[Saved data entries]
★ ★ ★ ★ ★

PR #368, opened 2019-06-19
Add fechRevisionId function

gshaw1997:
This PR implements a Datastore function to retrieve the Learning Object revision number a file belongs to.


gshaw1997:
The functionality added in this PR is no longer needed.

PR #384, opened 2019-06-25
Implement Interactor for FileMetadata Module

gshaw1997:
**Purpose of this PR**
This PR implements methods inside of the `FileMetadata` Module's interactor to perform CRUD operations on file metadata.

Completes https://app.clubhouse.io/clarkcan/story/697/allow-filtering-of-all-file-metadata-by-released-and-not-released and https://app.clubhouse.io/clarkcan/story/698/allow-filtering-of-a-specific-file-s-metadata-by-released-and-not-released


src/FileMetadata/index.ts
```diff
@@ -0,0 +1,26 @@
...
+ */
+@expressServiceModule({
+  expressRouter: ExpressHttpAdapter.buildRouter(),
+  providers: [
+    { provide: FileMetaDatastore, useClass: MongoFileMetaDatastore },
+    { provide: LearningObjectGateway, useClass: ModuleLearningObjectGateway },
+  ],
+})
+export class FileMetadata extends ExpressServiceModule {
+  static deleteAllFileMetadata = deleteAllFileMeta;
```
nvisal1: Why is this assignment here?

gshaw1997: It exposes the `deleteAllFileMetadata` function declared within the Interactor to be used by other modules.

DonSeannelly: This is an interesting alternative to creating an adapter class that wraps the interactor functions that other modules can use. I like that the source of truth for the module's capabilities is now named and in one place, but I don't know if I like the syntax here. I wonder if there's a way to make this more declarative. Perhaps even adding the functions to be exposed to the decorator some how?

gshaw1997: @DonSeannelly Could you give an example of what this could look like?

DonSeannelly: Not sure the nuances of it, but potentially something like
```
@({
  ...
  expose: [ interactorOne, interactorTwo ]
})
```

Just sort of musing at this point.

gshaw1997: Ah I see, I did have something similar to this done before, but it was changed because typings were lost when exposing them via the decorator. At run time everything would work because the functions would exist on the object, but Typescript's compiler doesn't understand behavioral changes decorators introduce. 

This limitation is also why the Module's extend Service module classes, to provide typings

★ ★ ★ ★ ★

What is being asked -
A complete answer gives every line of the records holding "opened".

Result of the task -
PR #368, opened 2019-06-19
PR #384, opened 2019-06-25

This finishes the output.